*WHAT IS EXPECTED*
Beginning at the top of the listing, repeat each line exactly until the line with "Added new sub-modules" has been repeated too.

..........

PR #721, opened 2022-11-19
Process module updates

nanobowers:
Added new sub-modules to `Process`:   `Process::Sys`, `Process::GID`, and `Process::UID`.
Added constants to `Process`, based on `#define`'d values from `sys/resource.h`.  Due to how numbers convert, there were some C++ methods added to `BigInt`
Added some methods to `Process` module and aliased some additional ones that were aliases from `Kernel`
Modified some of the helpers in `test/support/spec.rb` to handle things not previously handled, e.g. exit_code: from `ruby_exe`, fixes to `platform_is/_not`, etc.
If this PR is too large, let me know and I'll split it up.


include/natalie/process_module.hpp
```diff
@@ -11,10 +13,168 @@ namespace Natalie {
...
+#endif
+#ifdef RLIM_SAVED_MAX
+        klass->const_set("RLIM_SAVED_MAX"_s, IntegerObject::create(Integer(BigInt(RLIM_SAVED_MAX))));
+#endif
+#ifdef WNOHANG
+        klass->const_set("WNOHANG"_s, Value::integer(WNOHANG));
+#endif
+#ifdef WUNTRACED
+        klass->const_set("WUNTRACED"_s, Value::integer(WUNTRACED));
+#endif
```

..........

*EXERCISE ANSWER*
PR #721, opened 2022-11-19
Process module updates

nanobowers:
Added new sub-modules to `Process`:   `Process::Sys`, `Process::GID`, and `Process::UID`.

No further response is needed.